Transgenic mice with high endogenous omega-3 fatty acids are protected from spinal cord injury.

Omega-3 polyunsaturated fatty acids have been shown to have therapeutic potential in a variety of neurological disorders, including acute traumatic injury of the spinal cord. We addressed the question whether the neuroprotective effect of these compounds after spinal cord injury could also be seen when their level is raised in tissues prophylactically, prior to injury. In this study we used transgenic fat-1 mice to examine whether enriching spinal cord tissue in endogenous omega-3 polyunsaturated fatty acids has an effect on the outcome after compression spinal cord injury. The results demonstrate that after thoracic compression spinal cord injury, fat-1 mice display better locomotor recovery compared with the wild-type mice on a high omega-6 diet (high omega-6 polyunsaturated fatty acids in tissues), and wild-type mice on a normal diet (controls). This is associated with a significant increase in neuronal and oligodendrocyte survival and a decrease in non-phosphorylated neurofilament loss. The protection from spinal cord injury in fat-1 mice was also correlated with a reduction in microglia/macrophage activation and in pro-inflammatory mediators. In vitro experiments in dorsal root ganglia primary sensory neurons further demonstrated that a fat-1 tissue background confers robust neuroprotection against a combined mechanical stretch and hypoxic injury. In conclusion, our studies support the hypothesis that a raised omega-3 polyunsaturated fatty acid level and an altered tissue omega-6/omega-3 ratio prior to injury leads to a much improved outcome after spinal cord injury.

Improved outcome after peripheral nerve injury in mice with increased levels of endogenous ω-3 polyunsaturated fatty acids.
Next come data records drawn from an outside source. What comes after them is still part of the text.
PR #1686, opened 2023-01-25
eth2util: remove randomHex from testutil

xenowits:
Remove randomHex from testutil and add to eth2util package.

category: refactor
ticket: none

### DIFF
--- a/eth2util/hash.go
+++ b/eth2util/hash.go
@@ -16,6 +16,9 @@
 package eth2util
 
 import (
+	"crypto/rand"
+	"encoding/hex"
+
 	eth2p0 "github.com/attestantio/go-eth2-client/spec/phase0"
 	ssz "github.com/ferranbt/fastssz"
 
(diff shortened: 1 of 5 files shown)


eth2util/hash.go
```diff
@@ -40,3 +43,14 @@ func SlotHashRoot(slot eth2p0.Slot) ([32]byte, error) {
 
 	return hash, nil
 }
+
+// RandomHex32 returns a random 32 character hex string. It uses crypto/rand.
+func RandomHex32() (string, error) {
```
xenowits, line 48: This is used by `cmd`, `dkg` and `keymanager` packages. Although, it is not specifically "eth2" related so suggestions welcome on where to move this to

corverroos: can just duplicate, it is pretty standard stuff

corverroos: I would increase the length of these passwords to 32bits. 64 chars

corverroos (approved):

Functional recovery after a peripheral nerve injury (PNI) is often poor. There is a need for therapies that protect neurons against injury and enhance regeneration. ω-3 polyunsaturated fatty acids (PUFAs) have been shown to have therapeutic potential in a variety of neurological disorders, including acute traumatic injury. The objective of this study was to assess the neuroprotective and pro-regenerative potential of ω-3 PUFAs in PNI. We investigated this in mice that express the fat-1 gene encoding for ω-3 fatty acid desaturase, which leads to an increase in endogenous ω-3 PUFAs and a concomitant decrease in ω-6 PUFAs. Dorsal root ganglion (DRG) neurons from wild-type or fat-1 mice were subjected to a mechanical strain or hypoxic injury, and cell death was assessed using ethidium homodimer-1 labeling. The fat-1 background appears to confer robust neuroprotection against both injuries. We then examined the early functional and morphological changes in wild-type and fat-1 mice after a sciatic nerve crush. An accelerated functional recovery 7 d after injury was seen in fat-1 mice when assessed using von Frey filaments and the sciatic nerve functional index. These observations were also mapped to changes in injury-related markers. The injury-induced expression of ATF-3 was decreased in the DRG of fat-1 mice, whereas the axons detected 6 mm distal to the crush were increased. Fat-1 animals also had some protection against muscle atrophy after injury. In conclusion, both in vitro and in vivo experiments support the idea that a higher endogenous ω-3 PUFA could lead to beneficial effects after a PNI.